Mayor Gusciora Responds to State and Local Concerns Regarding TWW
TRENTON, NJ – Mayor Reed Gusciora issued the following statement today regarding progress made at Trenton Water Works (TWW), compliance with State agreements, and attempts by state and local officials to enact a “major shakeup” at the City-owned utility.
“I share the concerns expressed by area officials that we want safe drinking water for our constituents. However, the comments made by those elected officials do not recognize the substantial progress made at Trenton Water Works over the last four years. I wholeheartedly agree that if the Trenton City Council had done their job, we would not find ourselves in this position. They voted down critical projects including decommissioning the reservoir, replacing water mains, lead remediation, heavy equipment, facility upgrades, chemical purchases, and debt service. Council leaders even engaged a court battle to stop executive action in support of various water quality improvements at TWW.
In addition, one of the main items I ran on was improving Trenton Water Works. In 2019, we developed a $405-million, six-year capital plan to undertake critical projects within its central pumping station, water-filtration plant, and distribution system. These projects are designed to maintain high water quality and make the 163-year-old public water system more resilient.

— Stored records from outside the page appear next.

PR #1496, opened 2026-09-12
Mint OpenRouter rate and demand proposals from one snapshot

### LINKED ISSUE #1484: One OpenRouter snapshot must mint rate-card and demand-rank (no small-dense $0.027 overlays)
## Premise

Price and demand must come from **one OpenRouter snapshot**. Today they do not.

Autotune on 16 GB still picks Llama 3.2 3B because:

- Llama 3.2 3B, Llama 3.1 8B, and Qwen3-8B all pay **$0.027/M** (operator small-dense lane)
- `demand_weight` is hand-typed **0.42 vs 0.45** while OpenRouter requests that day were **0.61M vs 73M**
- score is `payout × TPS × demand_weight`, so TPS wins

OpenRouter is already fetched by `scripts/openrouter_pricing_engine.py`. That tool **cannot apply**, its policy only lists four SKUs, and humans then overlay Entry 116 / P2-02 / yaml rows. That overlay is the bug.

Related: #1483 is a **safety rail** (16 GB must not pick the 8 GB onboarding SKU if 8B is eligible). This issue is the market model. Do not fold them into one PR.

## Current split (do not preserve)

| Surface | What it actually is |
|---|---|
| `scripts/openrouter_pricing_engine.py` | Snapshot + proposal. No apply. Policy: gpt-oss-20b, gemma-4-26b, nemotron-3-nano, qwen2.5-coder-32b only |
| Signed `rate-card.json` + `coordinator.yaml` `rewards.rate_card` | Parallel money tables. Small-dense trio hardcoded $0.027 (RESEARCH_227 cheapest 8B, Entry 116 3B-at-8B-parity, P2-02 Qwen3-8B match) |
| Signed `demand-rank.json` | Operator 0–1 weights, almost flat |
| Last archived snapshot | `docs/research/openrouter-snapshots/` 2026-08-10 — stale for pricing review (>48h rule in the runbook) |

Do **not** paste live OpenRouter cheapest prints 1:1. On 2026-09-10 the cheapest 3B endpoint was **$0.33/M** vs Llama 8B **$0.08/M**. Thin-book 3B would look more valuable and 3B would win harder. Liquidity-filter the book; do not add another human lane.

Evidence that scoring ignores volume: clean 1.8.123 probe on operator M3 16 GB (`/tmp/autotune-16gb-clean-20260911T113500Z.json`) — all three `completion_rate_usd_per_million_tokens=0.027`, shortage=1.0, demand 0.42/0.45/0.38, 3B wins 2:1 on TPS. Pearl jobs 40 (M4) and 37 (M5) same shape. #1483.

## Scope

One daily snapshot mints **both** signed money and demand feeds. Operator sign remains the apply gate.

### 1. Snapshot (engine)

- Map **every recommendable catalog key** in `openrouter_pricing_policy.json`, including `meta-llama/llama-3.2-3b-instruct`, `meta-llama/llama-3.1-8b-instruct`, `qwen3-8b`.
- Per mapped key: 30-day `completion_tokens`, 30-day `requests`, and **volume-filtered** paid endpoint prices (cheapest or volume-weighted median among endpoints that actually served the model). Drop `:free` and dust-volume quotes.
- That liquidity filter is the only pricing rule. It replaces small-dense / Entry 116 / P2-02 dollar overlays.

### 2. Prices (SPEC-005)

```
our_completion = floor(or_liquid_completion × (1 - undercut))
our_prompt     = floor(or_liquid_prompt × (1 - undercut))
```

Same `broad_fleet_undercut_fraction` (0.20) for all mapped rows. Coding premium stays a **policy flag on the mapping**, not a second handwritten lane.

**Signed `rate-card.json` is the only money table.** Coordinator loads that feed. Delete per-model rows from `coordinator.yaml` except `default`. Engine still has **no apply**. `catalog-release` is the sign/publish path.

### 3. Demand (SPEC-023)

From the **same** snapshot digest, write `or_completion_tokens_30d` / `or_requests_30d` into `demand-rank.json`. Stop shipping flat 0.42/0.45 weights as the scoring input.

```
eligible = hardware + hard-swap + recommendable + rate-card row
demand_share(row | mac) = tokens_30d(row) / sum(tokens_30d of eligible on this mac)
raw_score = completion_payout × measured_tps × demand_share
```

Share is **relative to this Mac’s eligible set**, not vs gpt-oss-120b. On 16 GB that set is {3B, Llama 8B, Qwen3-8B}; 8B is ~82% of those tokens, 3B ~1%.

`cold_start_floor` remains only for **new catalog keys with no OR history** (RESEARCH_229 FM-2). It must not flatten 8B vs 3B.

### 4. Release bind

Both signed JSON headers carry `source_snapshot.content_digest`. Rate card from snapshot A and demand from snapshot B is a release error. 48-hour stale rule stays. No installer live-fetch of OpenRouter. No unattended apply.

## Out of scope

- #1483 RAM-class implementation (separate PR; keep as belt)
- Auto-apply proposals
- Malibu `/v1` request counts as demand (circular; SPEC-023 Q1a unmatched keys stay intake-only)
- Qwen3.5-9B, LFM2.5, OpenRouter provider listing, BYOM v0.3
- Copying OR `$` with no liquidity filter

## Authority

SPEC-005 rate-card source of truth, SPEC-023 §4 scoring + demand-rank schema, RESEARCH_229 (OR 30-day tokens as v1 demand; coord stats later), RESEARCH_227 undercut lanes, `docs/runbooks/openrouter-pricing-engine.md` (no apply, 48h stale).

## Exit

- Policy maps all current recommendable keys.
- One snapshot compute emits a rate-card proposal **and** a demand-rank proposal bound to that digest.
- After a signed cut: coordinator has no per-model yaml prices except `default`; autotune 16 GB JSON shows Llama 8B `demand_share` ≫ 3B and 8B wins when 8B is eligible.
- 8 GB path still has an eligible paid row (3B).
- sku-econ / catalog-release tests fail if the two feeds’ snapshot digests diverge.

@erikHtoo engine mapping/compute is the contributor-shaped slice (still no apply). SPEC-005 yaml deletion and the signed cut stay operator/money-path.

erikHtoo:
Closes #1484 (engine + named market-peg ingest, proposal-only)

## What this does
- One OpenRouter snapshot mints both the rate-card proposal and demand-rank proposal.
- Both proposals share the snapshot digest; published FeedSchema-A bytes stay closed and contain no `source_snapshot` or `or_*` fields.
- Policy maps all 10 current recommendable catalog keys, including Llama 3.2 3B, Llama 3.1 8B, and Qwen3-8B.
- Numeric endpoint liquidity uses volume-weighted medians, paid `status==0` endpoints, throughput >= 1, uptime >= 0.90, and the 1M / 5%-of-model-volume floor.
- One 20% undercut applies to prompt and completion, including the coding lane; cache-hit uses the explicit policy fraction.
- Demand proposals use `total_tokens` for `or_completion_tokens_30d`; `or_requests_30d` is informational and always `0` because rankings-daily publishes no request count.
- Mapped recommendable keys absent from top-50 follow the cold-start/zero-demand demand proposal path, but rate-compute fail-closes with no proposal rather than retaining an old price.
- `catalog-release.py` has a closed unpublished `market-peg-bind.v1` validator and named four-input ingest that replays both proposals and checks published credit fields plus Score-A `demand_weight`.

## Tests
- `python -m unittest scripts.tests.test_openrouter_pricing_engine`
- `python -m unittest scripts.tests.test_openrouter_pricing_receipt`
- `python -m unittest scripts.tests.test_catalog_artifact_feed.RateCardSourceTest scripts.tests.test_catalog_artifact_feed.ReleaseSnapshotBindingTest`

## Notes
- No apply mode: the engine does not modify coordinator yaml, sign, or publish.
- MoneyTable-A yaml parity is unchanged and still owned by the existing release gate.
- First market-pegged cut must pass all four named inputs plus `market-peg-bind.json`; FeedSchema-B/Score-B remain later belts.

{
  "behavior_change": "yes",
  "contract_change": "yes",
  "issue": "https://github.com/Augustas11/macprovider/issues/1484",
  "specs": ["SPEC-005", "SPEC-023"],
  "requirements": ["SPEC-023-R008"],
  "authority_domains": ["billing-settlement-formula", "autotune-recommendation"],
  "arbitration": ["CODE_BUG"],
  "tests": [
    "python -m unittest scripts.tests.test_openrouter_pricing_engine",
    "python -m unittest scripts.tests.test_openrouter_pricing_receipt",
    "python -m unittest scripts.tests.test_catalog_artifact_feed.RateCardSourceTest scripts.tests.test_catalog_artifact_feed.ReleaseSnapshotBindingTest"
  ],
  "journeys": ["not-required"]
}


erikHtoo:
Small update after rebasing on current main: the new receipt provenance suite now passes too (18/18). I kept v5 snapshots/policies replayable so archived August evidence stays valid, while new snapshots are v6 and require request_count. Also fixed the earlier coordinator test flake was unrelated; this PR only touches scripts.

erikHtoo:
Rankings-daily works, but the row keys are only date, model_permaslug, and 	otal_tokens. 
equest_count is not emitted upstream. So the only open decision is the v1 request-count field: omit it for now, or point me at another source. The key blocker is closed.

erikHtoo:
Rebased onto current main and updated to the merged SPEC-023 v0.12.0 contract at 8884963b.

- `rankings-daily` parser is back to the real upstream shape: `{date, model_permaslug, total_tokens}`. `request_count` is no longer expected or fabricated.
- Every proposal demand row still carries `or_completion_tokens_30d`; `or_requests_30d` is always `0` because the source publishes no request count.
- Policy is `openrouter-market-feeds-v0.12.0`, one 20% undercut, and explicit `cache_hit_fraction: 0.25`.
- Snapshot endpoints now carry numeric 30-day completion tokens. Prices use the volume-weighted median with the 1M / 5%-of-model-volume liquidity floor, not a throughput proxy or cheapest print.
- Mapped recommendable keys absent from top-50 become zero-demand rows (cold-start path), not global failures.

Tests: engine suite 50/50; linked catalog-release suites 26/26. This supersedes my earlier two comments where I was still asking for a request-count decision — merged v0.12.0 resolved it.

erikHtoo:
Updated at da306e59.

- Repealed retain-on-absence: a mapped recommendable key missing from top-50 now fails the whole rate compute (no proposal). The demand proposal still carries the zero-token cold-start row.
- FeedSchema-A is closed again: published rate-card/demand/source bytes reject `source_snapshot` and `or_*`.
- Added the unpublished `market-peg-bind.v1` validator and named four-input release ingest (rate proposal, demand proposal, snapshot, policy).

Despite the efforts of City Council to undermine TWW as a utility of the City of Trenton, I welcome working in tandem with the State DEP to resolve any outstanding issues and ensure safe drinking water for our consumers for years to come. In that vein, I will announce shortly our proposed plan to address the issues raised by the DEP and to give comfort to our ratepayers and residents by showing demonstrative improvements in our water delivery system.”
Purchased by the City of Trenton in 1859, Trenton Water Works is one of the oldest and largest publicly owned water systems in the United States. TWW supplies approximately 28 million gallons of water per day to a quarter-million consumers in a five-municipality service area comprised of Trenton, Ewing Township, parts of Hamilton Township, Lawrence Township, and Hopewell Township.
TWW operates a 60-million-gallon water-filtration plant and water-distribution system that consists of a 100-million-gallon reservoir, 683 miles of water mains, three pump stations, nearly 8,000 valves, 3,517 fire hydrants, and six interconnections between TWW and other water suppliers. TWW serves approximately 63,000 metered customers.